ENTRIES SHOWN Block Start
PR #194, opened 2015-11-30
Added Apache License, version 2.0 as it is often recommended when col…

annefou:
…laborating with private companies

### DIFF
--- a/reference.md
+++ b/reference.md
@@ -17,14 +17,14 @@ subtitle: Reference
 *   `git status` shows the status of a repository.
 *   Files can be stored in a project's working directory (which users see),
     the staging area (where the next commit is being built up)
-    and the local repository (where revisions are permanently recorded).
+    and the local repository (where commits are permanently recorded).
 *   `git add` puts files in the staging area.
-*   `git commit` saves the revisions in the staging area to the local repository.
+*   `git commit` saves the staged content as a new commit in the local repository.
 *   Always write a log message when committing changes.
 
 ## [Exploring History](05-history.html)
 
-*   `git diff` displays differences between revisions.
+*   `git diff` displays differences between commits.
 *   `git checkout` recovers old versions of files.
 
 ## [Ignoring Things](06-ignore.html)
@@ -80,7 +80,7 @@ change set
     [repository](#repository).
 
 commit
-:   To record the current state of a set of files (a [change set](#changeset))
+:   To record the current state of a set of files (a [change set](#change-set))
     in a [version control](#version-control) [repository](#repository). As a noun, 
     the result of commiting, i.e. a recorded change set in a repository.
     If a commit contains changes to multiple files,
@@ -125,8 +125,7 @@ resolve
     being managed by a [version control](#version-control) system.
 
 revision
-:   A recorded [change set](#change-set) of a [version control](#version-control) 
-    [repository](#repository). The same as a [commit](#commit).
+:   A synonym for [commit](#commit).
 
 SHA-1
 :   [SHA-1 hashes](http://en.wikipedia.org/wiki/SHA-1) is what Git uses to compute identifiers, including for commits.


wking:
On Mon, Nov 30, 2015 at 12:08:43AM -0800, annefou wrote:
> * Added Apache License, version 2.0 as it is often recommended when
>   collaborating with private companies

To back this up with more detail from a reliable source, I'd link to
the FSF's recommendation based on the patent termination provision
[1].

[1]: https://www.gnu.org/licenses/license-list.html#apache2

annefou:
Yes I fully agree with you. Would it be OK to add the following:

* [Apache license, Version 2.0](http://www.apache.org/licenses/LICENSE-2.0), often considered as being the best with regard to patents (see [https://www.gnu.org/licenses/license-list.html#apache2](https://www.gnu.org/licenses/license-list.html#apache2)).

wking:
On Tue, Dec 01, 2015 at 12:45:42AM -0800, annefou wrote:
> Would it be OK to add the following:

I'm a lesson maintainer, so take my perspective with a grain of salt
;).

Looking into this more closely, the cited Morin, et al. 2012 covers
Apache v2 and its patent grants with more detail than we probably want
to include here.  We don't provide further details about the MIT or
BSD licenses, so I'll reverse my initial suggestion and say:

1. We should drop cb6862f to keep the diff just an “Apache license,
   version 2.0” listing.
2. We should amend 6a3f8b9's commit message to mention the FSF's
   recommendation and Morin et al.'s coverage.

That keeps a consistent and small listing for sharing with learners,
while giving a bit more detail and support in the Git history for
*why* we felt we should mention the Apache v2.

annefou:
I am not sure entirely agree but I understand your point of view. 

Anyway, I followed your suggestion and changed the commit message. Is it clearer?

wking:
On Tue, Dec 01, 2015 at 12:36:16PM -0800, annefou wrote:
> I am not sure entirely agree but I understand your point of view.

I'm not the maintainer, so don't feel pressured to adjust your PR
based on my feedback ;).  If the maintainers have a preference,
adapting to that is good.  If they don't have a preference, do
whatever makes the most sense to you.  I'm just sharing my point of
view and reasoning to help inform your decision-making process.

> Anyway, I followed your suggestion and changed the commit
> message. Is it clearer?

You need a blank line between your commit message's summary and body
to avoid things like:

  $ git log --oneline origin/pr/194
  29866be Added Apache License, version 2.0 as it is often recommended when collaborating with private companies. For more information, see https://www.gnu.org/licenses/license-list.html#apache2 and paper written by Andrew Morin, Jennifer M. Urban, and Piotr Sliz: "A Quick Guide to Software Licensing for the Scientist-Programmer" PLoS Computational Biology 8.7 (2012).
  ce61b87 Merge pull request #186 from wking/revision-to-commit
  e772e47 reference: Trim 'revision' definition to bare minimum

More details in [1].  I'd recommend:

  licensing: Mention Apache License, version 2.0

  It is often recommended when collaborating with private
  companies.  For more information, see [1] and the Morin paper linked
  from the topic content [2].

  [1]: https://www.gnu.org/licenses/license-list.html#apache2
  [2]: http://dx.doi.org/10.1371/journal.pcbi.1002598

[1]: http://tbaggery.com/2008/04/19/a-note-about-git-commit-messages.html

annefou:
When I said I don't fully agree it's more on whether we should have more details or not on licenses. But I agree if we add some details on Apache License 2.0, it should be done for other type of licenses. But having too much details is not the goal of this lesson... So I understand your comments (whether you are the maintainer or not!).
Thanks for the tips on commit messages (http://tbaggery.com/2008/04/19/a-note-about-git-commit-messages.html). Very clear and definitely much better with the log!

11-licensing.md
```diff
@@ -47,6 +47,7 @@ the most popular, including the following:
   (GPL),
 * [MIT license](http://opensource.org/licenses/MIT),
 * [BSD license](http://opensource.org/licenses/BSD-2-Clause).
+* [Apache license, Version 2.0](http://www.apache.org/licenses/LICENSE-2.0)
```
drj11: How about linking to the opensource.org hosted version: https://opensource.org/licenses/Apache-2.0 ?

Before finding it on opensource.org, I wasn't sure if Apache license was an Open Source license or not.

annefou:
True. Apache license version 2.0 are then described/documented in a similar way.

PR #204, opened 2016-01-22
added author/committer challenge

timtroendle:
Added a challenge about Git's author/committer mechanism as part of the instructor training.

### DIFF
--- a/04-changes.md
+++ b/04-changes.md
@@ -478,7 +478,7 @@ repository (`git commit`):
 > $ git commit --author="Vlad Dracula <vlad@tran.sylvan.ia>"
 > ~~~
 >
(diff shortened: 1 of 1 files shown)


iglpdc:
Thanks @timtroendle! Great challenge (I actually didn't know this). I like very much that you point to use cases for this (e.g. a collaborator who refuses to use VC and still sends you changes by email).

I have one minor comment, thought. Could you make it to do just two commits, instead of three? We don't have much time during the workshops and I don't see the point of adding a second commit under your name.

timtroendle:
Happy to hear that you like it. I agree that the third commit is not necessary and removed it.

iglpdc:
Great @timtroendle ! I'm merging it.

PR #208, opened 2016-01-25
Add challenge to check understanding of push vs. commit

catherio:
Add a challenge in the github lesson to check understanding of push vs. commit.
ENTRIES SHOWN Block End
WHAT IS NEEDED
Could you tally the lines in the data that contain the string "understanding" and answer with the number alone?

ANSWER TO THE PROBLEM
2